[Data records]
○ ○ ○ ○ ○ ○ ○

PR #224, opened 2020-07-29
Update RVV v1.0 (until the vlmul change) based on the binutils-2.35

Nelson1225:
There are nine commits here,

1. RISC-V: Support RVV according to vector spec v1.0-draft-20200516.
This commit is ported from rvv-0.9.x branch.  Basically, this is the v0.9 implementation.

2. Extend the VL<nf>R and VS<nf>R instruction, when <nf> is 2, 4, 8. 
3. Remove Vector indexed instruction when EEW >= 128.
https://github.com/riscv/riscv-v-spec/commit/0fec0e257cca5e389a0e1774e7d5aaac729b4ad2#diff-4fa320b4e415eee7270590bb06607389R1923

4. Add assembly pseudo instructions vncvt.x.x.v.
https://github.com/riscv/riscv-v-spec/commit/2ab0b81ddc3476de734d1bfb065d04bb8730a36b

5. Added reciprocal and reciprocal square-root estimate instruction.
https://github.com/riscv/riscv-v-spec/commit/d35b23f1a2c2e8d2a13fba1fae52b84e75c6d483

6. Added element width hint to whole register loads/stores.
https://github.com/riscv/riscv-v-spec/commit/20f673c9aef9ee2ee18a30db52b9a2c5d287deb5

7. Added vrgatherei16 instruction.
https://github.com/riscv/riscv-v-spec/commit/a67925038b653a75cd7eadb68b9915449941745d

8. Make vlmul bits contiguous in vtype.
https://github.com/riscv/riscv-v-spec/commit/b8cd98bc9467617b6653583116b2dfe9eefb2f51

9. RISC-V: Clarify the supported versions for the unratified extensions.
Based on the recent changes in the binutils-2.35 (-misa-spec option), we probably need to set the draft versions for those UN-ratified extensions.  This commit will set the current v1.0 to the V and it's sub extensions correctly by default.  Note that only one default draft version can be accepted for an extension, since there is no ISA spec define them.  If the next draft is released, then we must remember to update the draft version in the riscv_ext_version_table.


jim-wilson:
This looks OK to me.

I think we missed a problem with dest/mask register overlaps when the mask length changed to 1 bit per element.  The v0.8 spec says "The destination vector register group for a masked vector instruction can only overlap the source mask register (v0) when LMUL=1. Otherwise, an illegal instruction exception is raised."  Since we can't know LMUL we don't check this in the assembler.  However, in v1.0 is says "NOTE: Some masked instructions that target `v0` which were legal in v0.8 are illegal with the new MLEN=1 mask layout for v1.0. For example, `vadd.vv v0, v1, v2, v0.m` is now always illegal; previously, it was legal for LMUL=1."  Since it is always illegal now, the assembler can generate an error.  It isn't clear to me why this is illegal though.  The text says mask reg has EEW of 1, and overlap with dest is OK if it is the highest reg of the set, for LMUL=1 v0 would be the highest reg of the set.  Maybe this rule only applies if dest LMUL is greater than 1?  In that case v0 can never be the highest reg of the group so this would always be illegal.

There seems to be a problem with how zvamo and zvlsseg are handled.  The current text says "This instruction subset is given the ISA string `Zvamo`.  NOTE: This set of instructions is included in the base "V" extension used for the Unix profile."  Note the reference to the unix profile.  This suggests that when the target is *-*-linux-gnu then 'v' should include zvamo, but when the target is *-*-elf it should not.  It isn't clear if this is what the V spec authors intended.  The zvlsseg language is the same.  Currently we make v imply zvamo unconditionally, and don't for zvlsseg.

I think these issues can be fixed with follow on patches, if necessary.

kito-cheng:
@aswaterman do you mind disambiguate for this?

> NOTE: This set of instructions is included in the base "V" extension used for the Unix profile
> This suggests that when the target is --linux-gnu then 'v' should include zvamo, but when the target is --elf it should not.
@aswaterman Does it what you mean? my understanding is V = zvbase + zvamo + zvlsseg no matter the target triple.

aswaterman:
@kito-cheng that's my understanding, too.  The problem is that no one ever formally defined the name Zvbase, so there's no way to refer to that piece; you should raise that issue on the vector spec.

Nelson1225:
> I think we missed a problem with dest/mask register overlaps when the mask length changed to 1 bit per element. The v0.8 spec says "The destination vector register group for a masked vector instruction can only overlap the source mask register (v0) when LMUL=1. Otherwise, an illegal instruction exception is raised." Since we can't know LMUL we don't check this in the assembler. However, in v1.0 is says "NOTE: Some masked instructions that target `v0` which were legal in v0.8 are illegal with the new MLEN=1 mask layout for v1.0. For example, `vadd.vv v0, v1, v2, v0.m` is now always illegal; previously, it was legal for LMUL=1." Since it is always illegal now, the assembler can generate an error. It isn't clear to me why this is illegal though. The text says mask reg has EEW of 1, and overlap with dest is OK if it is the highest reg of the set, for LMUL=1 v0 would be the highest reg of the set. Maybe this rule only applies if dest LMUL is greater than 1? In that case v0 can never be the highest reg of the group so this would always be illegal.

Thanks for the reminder, I will start to handle this next week.

Nelson1225:
I will start to update the mask overlap issue this week.  As for the Zvbase, we will create an issue on the vector spec to discuss it.  Thanks for all @jim-wilson @aswaterman @kito-cheng

kito-cheng:
Need sub-extension for baseline vector ISA: https://github.com/riscv/riscv-v-spec/issues/546
Clarify note for Zvamo and Zvlsseg: https://github.com/riscv/riscv-v-spec/issues/547

PR #227, opened 2020-08-14
Update mask and some missing constraints to RVV v1.0.

Nelson1225:
There are four commits as follows,

[PATCH-1]  RISC-V: Update the vector mask constraints.
For now, the destination vector register group for most of masked vector instruction can not overlap the source mask register.  Unless,

* Comparison instruction.
* Reduction instruction.

V0 is a special case.  It is a carry-in register for v[m]adc and v[m]sbc, and is used to choose vs1/rs1/frs1/imm or vs2 for v[f]merge. 
 For vadc and vsbc, vd can not overlap the carry-in V0.  I use the match_vd_neq_vm to check the constraints since V0 and VM have the same encoding. 

I regard vdot[u].vv as a reduction instruction, too.  Therefore, I don't check the VM constraints for it.

Besides, I also rewrite the vector failed test cases since their names are hard to understand and maintain.

[PATCH-2]  RISC-V: Add the missing constraints for VL<nf>R and VS<nf>R.
The destination vector register must be aligned to <nf>.  The <nf> is 1, 2, 4, 8 for now.  Besides, under the aligned constraints, it is impossible to use the registers that don't exist (number > 31).

[PATCH-3]  RISC-V: Fix the constraints for vector mask and compress instructions.
Add the missing constraints for vmsbf.m, vmsif.m and vmsof.m.  Their destination vector register can not overlap the source register.

Besides, we don't need to check the VM overlap for vcompress.vm, so change the match_func from match_vd_neq_vs1_neq_vs2 to match_vd_neq_vs1_neq_vs2_neq_vm.

[PATCH-4]  RISC-V: Report rvv assembler constraint errors in detail.
I think it would be helpful if assembler can report more detailed errors when parsing instructions.  I tried to improve them before, but still have some problems need to be resolved.  In general, we can check the constraints when parsing the operands, or in the `match_func` when the parsing is done.  However, reporting detailed rvv constraints messages in the `match_func` is relatively clear and simple without any potential problems.  Besides, most of the rvv constraints are checked in their `match_func`, so I only improve them for now, and it should be enough to handle most of cases.


Nelson1225:
@jim-wilson @kito-cheng Thanks for all!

○ ○ ○ ○ ○ ○ ○

- [PROBLEM TO SOLVE] Count the lines of the entries above in which the string "week" appears. Supply the number only.

- [ANSWER SPACE] 2